Why did Team Trump back off this particular initiative so quickly? It’s easy to say the administration was responding to D.C. district judge Loren AliKhan’s injunction halting the freeze. But then again, the administration (and particularly OMB director nominee Russell Vought) has been spoiling for a court fight over the constitutionality of the Impoundment Control Act that the proposed freeze so obviously violated. Surely something else was wrong with the freeze, aside from the incredible degree of chaos associated with its rollout, requiring multiple clarifications of which agencies and programs it affected (which may have been a feature rather than a bug to the initiative’s government-hating designers). According to the New York Times, the original OMB memo, despite its unprecedented nature and sweeping scope, wasn’t even vetted by senior White House officials like alleged policy overlord Stephen Miller.

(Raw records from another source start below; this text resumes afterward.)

PR #2648, opened 2024-09-26
Make it possible to use the JWT service with a local homeserver

robintown:
I recently tried to use the dev configs with a local homeserver and found that the configuration was not compatible with this. We need to relax the network isolation and TLS cert verification requirements for fully local development to be possible.

### DIFF
--- a/backend-docker-compose.yml
+++ b/backend-docker-compose.yml
@@ -32,10 +32,10 @@ services:
     # any…)
     network_mode: host
     # ports:
-    #   - "7880:7880"
-    #   - "7881:7881"
-    #   - "7882:7882"
-    #   - "50100-50200:50100-50200"
+    #   - "7880:7880/tcp"
+    #   - "7881:7881/tcp"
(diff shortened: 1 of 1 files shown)


backend-docker-compose.yml
```diff
@@ -23,11 +27,15 @@ services:
...
-      - "50100-50200:50100-50200"
+    # The SFU seems to work far more reliably when we let it share the host
+    # network rather than opening specific ports (but why?? we're not missing
+    # any…)
+    network_mode: host
+    # ports:
+    #   - "7880:7880"
+    #   - "7881:7881"
+    #   - "7882:7882"
+    #   - "50100-50200:50100-50200"
```
fkwp:
```suggestion
    #   - "7880:7880/tcp"
    #   - "7881:7881/tcp"
    #   - "7882:7882/tcp"
    #   - "50100-50200:50100-50200/upd"
```

fkwp (approved):

PR #2660, opened 2024-10-03
Set LiveKit keyring size to 256

hughns:
The default is 16 which doesn't match what we expect.

We will need to upgrade the LiveKit client before this merges because we need https://github.com/livekit/client-sdk-js/pull/1268.


fkwp (approved):

hughns:
n.b. i pulled the tests out of this and in to https://github.com/element-hq/element-call/pull/2646

toger5 (approved):
Thanks Hugh!

PR #2670, opened 2024-10-10
Keep tiles in a stable order

### LINKED ISSUE #2562: Grid view in v0.6.0 shifts people around constantly
### Steps to reproduce

With only 3-5 people in grid view, easily enough that can fit on a one screen, depending on whos talking people shift around constantly. It's very annoying and pointless as moving someone to the top has no real benefit.

#### What did you expect?
no shifting around without reason (someone leaves etc).
#### What happened instead?
everyong is moving around constantly.

### Operating system

All OSes did it

### Browser information

several

### URL for webapp

private server, v0.6.0

### Will you send logs?

No

robintown:
This introduces a new layer of abstraction on top of MediaViewModel: TileViewModel, which gives us a place to store data relating to _tiles_ rather than their media, and also generally makes it easier to reason about tiles as they move about the call layout. I have created a class called TileStore to keep track of these tiles.

This allows us to swap out the media shown on a tile as the spotlight speaker changes, and avoid moving tiles around unless they really need to jump between the visible/invisible regions of the layout.

Closes https://github.com/element-hq/element-call/issues/2562


hughns (approved):
There is a lot going on in this PR. I've reviewed it as much as I think I reasonably can. I understand it has been reasonably tested with real usage. As such I think it is good enough to merge.

It does need the merge conflicts resolving first.

PR #2681, opened 2024-10-18
Make the volume slider less silly

robintown:
Previously, dragging it all the way to the left would *not* mute the participant but rather bottom out at 10% volume, and people have found this unintuitive. Let's make it less silly by giving the slider a range of 0% to 100%, and making the mute toggle button have the same effect as dragging the slider to zero. When unmuting, it will reset to the last non-zero "committed" volume, similar to how the volume sliders in desktop environments work.

### DIFF
--- a/src/Slider.tsx
+++ b/src/Slider.tsx
@@ -16,6 +16,7 @@ interface Props {
   label: string;
   value: number;
   onValueChange: (value: number) => void;
+  onValueCommit?: (value: number) => void;
   min: number;
   max: number;
   step: number;
@@ -30,6 +31,7 @@ export const Slider: FC<Props> = ({
   label,
   value,
   onValueChange: onValueChangeProp,
+  onValueCommit: onValueCommitProp,
   min,
   max,
   step,
@@ -39,12 +41,17 @@ export const Slider: FC<Props> = ({
     ([v]: number[]) => onValueChangeProp(v),
     [onValueChangeProp],
   );
+  const onValueCommit = useCallback(
+    ([v]: number[]) => onValueCommitProp?.(v),
+    [onValueCommitProp],
+  );
 
   return (
     <Root
       className={classNames(className, styles.slider)}
       value={[value]}
       onValueChange={onValueChange}
+      onValueCommit={onValueCommit}
       min={min}
       max={max}
       step={step}
--- a/src/Slider.tsx
+++ b/src/Slider.tsx
@@ -16,6 +16,12 @@ interface Props {
   label: string;
   value: number;
   onValueChange: (value: number) => void;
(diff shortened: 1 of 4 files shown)


src/state/MediaViewModel.ts
```diff
@@ -232,18 +235,45 @@ export class LocalUserMediaViewModel extends BaseUserMediaViewModel {
...
+          : event === "commit"
+            ? { ...state, committedVolume: state.volume }
+            : // Volume adjustment
+              event === 0
+              ? // Dragging the slider to zero should have the same effect as
+                // muting: reset the volume to the committed volume, as if it were
+                // never dragged
+                { ...state, muted: true, volume: state.committedVolume }
+              : { ...state, muted: false, volume: event },
+    ),
```
AndrewFerr: IMO using a `switch` statement reads better:
```suggestion
      (state, event) => {
        switch (event) {
        case "toggle mute":
          return { ...state, muted: !state.muted };
        case "commit":
          return { ...state, committedVolume: state.volume };
        case 0: // Volume adjustment
          // Dragging the slider to zero should have the same effect as
          // muting: reset the volume to the committed volume, as if it were
          // never dragged
          return { ...state, muted: true, volume: state.committedVolume };
        default:
          return { ...state, muted: false, volume: event };
        }
      }),
```

src/Slider.tsx
```diff
@@ -30,6 +31,7 @@ export const Slider: FC<Props> = ({
   label,
   value,
   onValueChange: onValueChangeProp,
+  onValueCommit: onValueCommitProp,
```
AndrewFerr, line 40: OOI where are `onValueChangeProp` & `onValueCommit` prop defined?

src/Slider.tsx
```diff
@@ -16,6 +16,7 @@ interface Props {
   label: string;
   value: number;
   onValueChange: (value: number) => void;
+  onValueCommit?: (value: number) => void;
```
AndrewFerr, line 25: Why does this need to be optional?

AndrewFerr (approved):

src/Slider.tsx
robintown: Mm, you're looking at a function parameter being destructured here. So they're defined right on these lines. It works like this:

```typescript
const foo = ({ value: inputValue }) => { // Function accepting an object with some entry named 'value'
  console.log(inputValue) // 'value' has been bound to the variable 'inputValue'
}

foo({ value: 999 }) // Logs '999'
```

src/Slider.tsx
robintown: Commented

PR #2686, opened 2024-10-24
Don't cause the local tile to disappear when joining

robintown:
Before you're connected to the SFU the local participant object will have the empty string as its ID. This changes to your actual ID once you've connected. Apparently I tried to fix this by forcing the local ID to always be the string 'local' but then I just forgot to use it correctly :upside_down_face:


fkwp (approved):
LGTM

PR #2805, opened 2024-11-20
Rxjs subjects should not be exposed

hughns:
This rule will encourage us to do the right thing and better abstract.

See https://github.com/cartant/eslint-plugin-rxjs/blob/main/docs/rules/no-exposed-subjects.md


toger5 (approved):
I am surprised CI just accepts this.
Do we actually never do this?

hughns:
> I am surprised CI just accepts this. Do we actually never do this?

Currently, no. But the was one in https://github.com/element-hq/element-call/pull/2701 until I refactored it.

PR #2807, opened 2024-11-20
Disambiguate between types of "member"

hughns:
We have Matrix room members and MatrixRTC session memberships. Livekit also has rooms.

So, this attempts to make it more obvious as to what type you are referring to.


toger5 (approved):
Yes!

PR #2809, opened 2024-11-20
Some tsdoc and explicit typing

hughns:
Pulled out of https://github.com/element-hq/element-call/pull/2701


toger5 (approved):
Simple but lovely!

PR #2813, opened 2024-11-20
Some simple initial tests for MediaView

hughns:
The purpose of moving videoMuted from CSS class to inline style is to make it more testable. I'm open to a more elegant way!

### DIFF
--- a/src/tile/MediaView.test.tsx
+++ b/src/tile/MediaView.test.tsx
@@ -1,0 +1,106 @@
+/*
+Copyright 2024 New Vector Ltd.
+
+SPDX-License-Identifier: AGPL-3.0-only
+Please see LICENSE in the repository root for full details.
+*/
+
+import { describe, expect, test } from "vitest";
+import { render, screen } from "@testing-library/react";
+import { axe } from "vitest-axe";
+import { TooltipProvider } from "@vector-im/compound-web";
+import { TrackReferencePlaceholder } from "@livekit/components-core";
+import { Track } from "livekit-client";
+
+import { MediaView } from "./MediaView";
+import { EncryptionStatus } from "../state/MediaViewModel";
+import { mockLocalParticipant } from "../utils/test";
+
+describe("MediaView", () => {
+  const participant = mockLocalParticipant({});
+  const trackReferencePlaceholder: TrackReferencePlaceholder = {
+    participant,
+    source: Track.Source.Camera,
+  };
+
+  test("is accessible", async () => {
+    const { container } = render(
+      <MediaView
+        displayName="Bob"
+        videoEnabled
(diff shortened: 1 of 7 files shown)


src/tile/MediaView.test.tsx
```diff
@@ -0,0 +1,178 @@
...
+          encryptionStatus={EncryptionStatus.Connecting}
+          mirror={false}
+          unencryptedWarning={false}
+          video={trackReference}
+          member={undefined}
+        />,
+      );
+      expect(screen.getByTestId("name_tag")).toHaveTextContent("Bob");
+    });
+  });
```
toger5: Can we not combine those two tests?

hughns: Whilst the code is very similar and the expectations could be combined, I would argue that the purpose of each test case is clearer in the way that it is currently written.

If you are concerned about code duplication I think I can do something about that whilst keeping things separate. I will push an extra commit.

hughns:
I have tried to make the intent of each test case clearer in the latest commit by factoring out the common base props for each test case.

src/tile/MediaView.test.tsx
```diff
@@ -0,0 +1,109 @@
...
+  test("is accessible", async () => {
+    const { container } = render(<MediaView {...baseProps} />);
+    expect(await axe(container)).toHaveNoViolations();
+  });
+
+  describe("placeholder track", () => {
+    test("neither video nor avatar are shown", () => {
+      render(<MediaView {...baseProps} video={trackReferencePlaceholder} />);
+      expect(screen.queryByTestId("video")).toBeNull();
+      expect(screen.getByTestId("avatar")).not.toBeVisible();
```
robintown: Can we use role-based queries for these rather than test IDs?

src/tile/MediaView.test.tsx
```diff
@@ -0,0 +1,109 @@
...
+
+  describe("unencryptedWarning", () => {
+    test("is shown and accessible", async () => {
+      const { container } = render(
+        <TooltipProvider>
+          <MediaView {...baseProps} unencryptedWarning={true} />
+        </TooltipProvider>,
+      );
+      expect(await axe(container)).toHaveNoViolations();
+      expect(screen.getByTestId("unencrypted_warning_icon")).toBeTruthy();
```
robintown: Could also use a role or label query here

src/tile/MediaView.test.tsx
hughns: I don't see a role for video elements so I am leaving that as a testid.

toger5 (approved):
The video with the test id makes sense to me.
I also did a quick search and nothing obvious came up.

PR #2814, opened 2024-11-21
Refactor the speaker detection logic into observeSpeaker and add tests

hughns:
@robintown the tests pass, but some of the values were off by 1ms from what I was expecting. Please can you sanity check them?

### DIFF
--- a/src/state/observeSpeaker.test.ts
+++ b/src/state/observeSpeaker.test.ts
@@ -19,8 +19,9 @@ const yesNo = {
 describe("observeSpeaker", () => {
   describe("does not activate", () => {
     const expectedOutputMarbles = "n";
-    test("no speaking", () => {
-      const speakingInputMarbles = " n";
+    test("starts correctly", () => {
+      // should default to false when no input is given
+      const speakingInputMarbles = "";
       withTestScheduler(({ hot, expectObservable }) => {
         expectObservable(
           observeSpeaker(hot(speakingInputMarbles, yesNo)).pipe(
@@ -30,8 +31,8 @@ describe("observeSpeaker", () => {
       });
     });
 
-    test("speaking for 1ms", () => {
-      const speakingInputMarbles = " y n";
+    test("after no speaking", () => {
+      const speakingInputMarbles = "n";
       withTestScheduler(({ hot, expectObservable }) => {
         expectObservable(
           observeSpeaker(hot(speakingInputMarbles, yesNo)).pipe(
@@ -41,8 +42,8 @@ describe("observeSpeaker", () => {
       });
     });
 
-    test("speaking for 999ms", () => {
-      const speakingInputMarbles = " y 999ms n";
+    test("with speaking for 1ms", () => {
+      const speakingInputMarbles = "y n";
       withTestScheduler(({ hot, expectObservable }) => {
         expectObservable(
           observeSpeaker(hot(speakingInputMarbles, yesNo)).pipe(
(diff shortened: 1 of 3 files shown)


src/state/observeSpeaker.ts
```diff
@@ -0,0 +1,27 @@
...
+  return isSpeakingObservable.pipe(
+    audit((s) =>
+      merge(
+        timer(s ? 1000 : 60000),
+        // If the speaking flag resets to its original value during this time,
+        // end the silencing window to stick with that original value
+        isSpeakingObservable.pipe(filter((s1) => s1 !== s)),
+      ),
+    ),
+    startWith(false),
```
toger5: Thinking through this a bit more seems like we might want to have a `distinctUntilChange` for this one.
Or in general I am wondering how it behaves when we feed multiple speaking=true (or false) events in a row?

I suspect it will emit `undefined` since we dont we will already send the latest audited event with the first timeout but since we starteed another timeout that will then not get any new queued event?

toger5: I think this suspicion is not true. But the filter is basically a manual `distinctUntilChanged`.
And we can still end up with double emissions. In `observeSpeaker`:
 - we start and **emit false** (or come from true and waited for 60s and emitted false. either option works)
 - set to true (won't emit for 10s because of audit)
 - we get a false so we do emit with `isSpeakingObservable.pipe(filter((s1) => s1 !== s)),` which will **emit false** (because this is the last thing the audit has seen.
 
 So we emit false twice.

toger5: Do you think the following is easier to understand:
```suggestion
export function observeSpeaker(
  isSpeakingObservable: Observable<boolean>,
): Observable<boolean> {
  const toggleObservable = isSpeakingObservable.pipe(distinctUntilChanged());

  return toggleObservable.pipe(
    audit((s) => merge(timer(s ? 1000 : 60000), toggleObservable)),
    startWith(false),
    distinctUntilChanged(),
```

toger5: With comments:
```suggestion
export function observeSpeaker(
  isSpeakingObservable: Observable<boolean>,
): Observable<boolean> {
  const toggleObservable = isSpeakingObservable.pipe(distinctUntilChanged());

  return toggleObservable.pipe(
    // Either change to the new value after the timer or re-emit the same value if it toggles back
    // (audit will return the latest (toggled back) value) before the timeout.
    audit((s) => merge(timer(s ? 1000 : 60000), toggleObservable)),
    // Filter the re-emissions (marked as: | ) that happen if we toggle quickly (<1s) from false->true->false|->..
    startWith(false),
    distinctUntilChanged(),
```

src/state/observeSpeaker.test.ts
```diff
@@ -0,0 +1,93 @@
...
+          observeSpeaker(hot(speakingInputMarbles, yesNo)).pipe(
+            distinctUntilChanged(),
+          ),
+        ).toBe(expectedOutputMarbles, yesNo);
+      });
+    });
+
+    test("speaking intermittently", () => {
+      const speakingInputMarbles =
+        " y 199ms n 199ms y 199ms n 199ms y 199ms n 199ms y 199ms n 199ms y 199ms n 199ms y 199ms n 199ms y 199ms n 199ms y 199ms n";
```
toger5: We should at least add one test that does multiple `y` in a row. I dont think this can happen but one never knows if there is some diamond'ing happening so we end up in a case where `speakingInputMarbles` emit true twice.

robintown:
The timings look fine to me.

src/state/observeSpeaker.test.ts
hughns: Added in https://github.com/element-hq/element-call/commit/7f2a7b00abdeb999e05f6c4a6619dcca384e05a6

src/state/observeSpeaker.ts
hughns: I originally didn't have the `distinctUntilChanged()` at the end because where the observer is used it is already piped into `this.scope.state()` (see https://github.com/element-hq/element-call/blob/a587956c759d0d58f777828a73f33097a5b1bf1e/src/state/CallViewModel.ts#L251) which does the distinct again (see https://github.com/element-hq/element-call/blob/a587956c759d0d58f777828a73f33097a5b1bf1e/src/state/ObservableScope.ts#L34-L39).

In https://github.com/element-hq/element-call/commit/a587956c759d0d58f777828a73f33097a5b1bf1e I have made this part of the observable itself.

However, this does mean that we do the `distinctUntilChanged()` twice.

hughns: I've incorporated your other suggestions too.

PR #2823, opened 2024-11-22
Add explicit code split on matrix-sdk-crypto-wasm to allow caching between deploys

hughns:


vite.config.js
```diff
@@ -82,6 +82,9 @@ export default defineConfig(({ mode }) => {
             // Default naming fallback
             return "assets/[name]-[hash][extname]";
           },
+          manualChunks: {
```
sandhose, line 85: This *should* be not necessary once https://github.com/matrix-org/matrix-rust-sdk-crypto-wasm/pull/167 lands, as it will ship the WASM binary separately

hughns: and in the meantime we can use this 👌

hughns: I added an inline comment so that we don't forget.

Democrats have been quick to claim that they helped generate a public backlash to the funding freeze that forced the administration to reverse direction, as Punchbowl News explained even before the OMB memo was rescinded:
“A Monday night memo from the Office of Management and Budget ordering a freeze in federal grant and loan programs sent congressional Republicans scrambling and helped Democrats rally behind a clear anti-Trump message. Senate Minority Leader Chuck Schumer blasted Trump as ‘lawless, destructive, cruel.’
“D.C. senator Patty Murray, the top Democrat on the Appropriations Committee, warned that thousands of federal programs could be impacted, including veterans, law enforcement and firefighters, suicide hotlines, military aid to foreign allies, and more …
“During a Senate Democratic Caucus lunch on Tuesday, Schumer urged his colleagues to make the freeze “relatable” to their constituents back home, a clear play for the messaging upper hand. Schumer also plans on doing several local TV interviews today.”
In other words, the funding freeze looks like a clear misstep for an administration and a Republican Party that were walking very tall after the 47th president’s first week in office, giving Democrats a rare perceived “win.” More broadly, it suggests that once the real-life implications of Trump’s agenda (including his assaults on federal spending and the “deep state”) are understood, his public support is going to drop like Wile E. Coyote with an anvil in his paws. If that doesn’t bother Trump or his disruptive sidekick, Elon Musk, it could bother some of the GOP members of Congress expected to implement the legislative elements of the MAGA to-do list for 2025.
It’s far too early, however, to imagine that the chaos machine humming along at 1600 Pennsylvania Avenue will fall silent even for a moment. OMB could very well issue a new funding-freeze memo the minute the injunction stopping the original one expires next week. If that doesn’t happen, there could be new presidential executive orders (like the ones that suspended certain foreign-aid programs and energy subsidies) and, eventually, congressional legislation. Democrats and Trump-skeptical Republicans will need to stay on their toes to keep up with this administration’s schemes and its willingness to shatter norms.
It’s true, nonetheless, that the electorate that lifted Trump to the White House for the second time almost surely wasn’t voting to sharply cut, if not terminate, the host of popular federal programs that appeared to be under the gun when OMB issued its funding freeze memo. Sooner or later the malice and the fiscal math that led to this and other efforts to destroy big areas of domestic governance will become hard to deny and impossible to rescind.